### Your objective
Collect all lines from the records below that include the word "value".

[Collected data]
———

PR #7986, opened 2024-07-19
pipelines: lint: more readable traces

shykes:
Use custom spans to make traces more readable

### DIFF
--- a/dev/docs.go
+++ b/dev/docs.go
@@ -3,6 +3,7 @@ package main
 import (
 	"context"
 
+	"go.opentelemetry.io/otel/codes"
 	"golang.org/x/sync/errgroup"
 
 	"github.com/dagger/dagger/dev/internal/dagger"
@@ -51,11 +52,18 @@ func (d Docs) Server() *dagger.Container {
 }
 
 // Lint documentation files
-func (d Docs) Lint(ctx context.Context) error {
+func (d Docs) Lint(ctx context.Context) (rerr error) {
 	eg, ctx := errgroup.WithContext(ctx)
 
 	// Markdown
-	eg.Go(func() error {
+	eg.Go(func() (rerr error) {
+		ctx, span := Tracer().Start(ctx, "lint markdown files")
+		defer func() {
+			if rerr != nil {
+				span.SetStatus(codes.Error, rerr.Error())
+			}
+			span.End()
+		}()
 		_, err := dag.Container().
 			From("tmknom/markdownlint:0.31.1").
 			WithMountedDirectory("/src", d.Dagger.Source()).
@@ -73,7 +81,14 @@ func (d Docs) Lint(ctx context.Context) error {
 		return err
 	})
 
-	eg.Go(func() error {
+	eg.Go(func() (rerr error) {
+		ctx, span := Tracer().Start(ctx, "check that generated GraphQL and CLI references are up-to-date")
+		defer func() {
+			if rerr != nil {
+				span.SetStatus(codes.Error, rerr.Error())
+			}
+			span.End()
+		}()
 		before := d.Dagger.Source()
 		after, err := d.Generate(ctx)
 		if err != nil {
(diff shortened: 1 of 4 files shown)


grouville (approved):
LGTM ✅

dev/docs.go
```diff
@@ -52,11 +53,25 @@ func (d Docs) Server() *dagger.Container {
...
 // Lint documentation files
-func (d Docs) Lint(ctx context.Context) error {
+func (d Docs) Lint(ctx context.Context) (rerr error) {
+	ctx, span := Tracer().Start(ctx, "lint Dagger documentation")
+	defer func() {
+		if rerr != nil {
+			span.SetStatus(codes.Error, rerr.Error())
+		}
+		span.End()
+	}()
```
vito, line 63: I understand if you want to skip it to stay familiar with the raw OTel SDK, but there's a helper available for this provided by the Dagger Go SDK:

```go
import (
	"github.com/dagger/dagger/dev/internal/telemetry"
)
```

```go
```

We're not skipping `Tracer()` so this would be consistent with using the helpers, but yeah no big deal if you prefer not to lean on it.

dev/docs.go
```diff
@@ -74,11 +89,40 @@ func (d Docs) Lint(ctx context.Context) error {
...
-		return util.DiffDirectoryF(ctx, d.Dagger.Source(), d.Generate, generatedSchemaPath, generatedCliZenPath)
+	eg.Go(func() (rerr error) {
+		ctx, span := Tracer().Start(ctx, "check that generated GraphQL reference documentation is up-to-date")
+		defer func() {
+			if rerr != nil {
+				span.SetStatus(codes.Error, rerr.Error())
+			}
+			span.End()
+		}()
+		return util.DiffDirectoryF(ctx, d.Dagger.Source(), d.Generate, generatedSchemaPath)
```
vito, line 100: Could be worth pushing the span setup into `util.DiffDirectoryF` by giving it a required arg for the name of the thing being diffed, like `"GraphQL reference documentation"`, and using that to construct the span name + a descriptive error message.

dev/sdk_go.go
```diff
@@ -19,21 +20,49 @@ type GoSDK struct {
...
 // Test the Go SDK
-func (t GoSDK) Test(ctx context.Context) error {
+func (t GoSDK) Test(ctx context.Context) (rerr error) {
+	ctx, span := Tracer().Start(ctx, "test the Go SDK")
+	defer func() {
+		if rerr != nil {
+			span.SetStatus(codes.Error, rerr.Error())
+		}
+		span.End()
+	}()
```
vito, line 65: Personally think this is a step too far, since this span is 1:1 with the original function call, and will add an extra step to expand while jumping into its contents[^1]. I wouldn't expect every user to do with this with every function, so I don't think we should either.

Agree that we should be using function descriptions somehow in Cloud, but don't think they're a total substitue for the function call either, since the args may be significant. Maybe we could always show the description once expanded and/or in a tooltip?

[^1]: Granted you'd probably be just jumping straight to the error in practice, so maybe that doesn't matter.

dev/docs.go
shykes: I have a separate PR that removes `DiffDirectoryF` altogether in favor of `dirdiff` module. #7877 

I will look into this idea for the successor. But the span would be less expressive.

dev/sdk_go.go
shykes: Yeah I agree

shykes: > Agree that we should be using function descriptions somehow in Cloud, but don't think they're a total substitue for the function call either, since the args may be significant.

I think a toggle would be amazing. Toggle between "text view" (only show text descriptions, either from custom spans or scraped from comments) and "function view" (function calls only, no custom spans). Implemented in both TUI and web. I think it could be magical.

shykes:
I am back online, it's a little depressing that this hasn't been picked up, and now I have to parse through massive merge conflicts.

dev/docs.go
shykes: @vito any chance the helper could receive the error value, so I can just pass it through? Would save me 1 line in each diff.

Or even better, just pass it through for me: `defer telemetry.End(span)`

vito: @shykes The trick is the helper needs the `error` value at the time the function returns, so we need to capture a reference to it so the `defer` doesn't just call it with `nil` (`rerr` value at the time).

Right now it's a closure, but I regret that now - I think a pointer would also work:

```go
defer telemetry.End(span, &rerr)
```

I don't think there's any way to magically grab the error value in Go.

———

### Reply to the exercise
shykes: @vito any chance the helper could receive the error value, so I can just pass it through? Would save me 1 line in each diff.
vito: @shykes The trick is the helper needs the `error` value at the time the function returns, so we need to capture a reference to it so the `defer` doesn't just call it with `nil` (`rerr` value at the time).
I don't think there's any way to magically grab the error value in Go.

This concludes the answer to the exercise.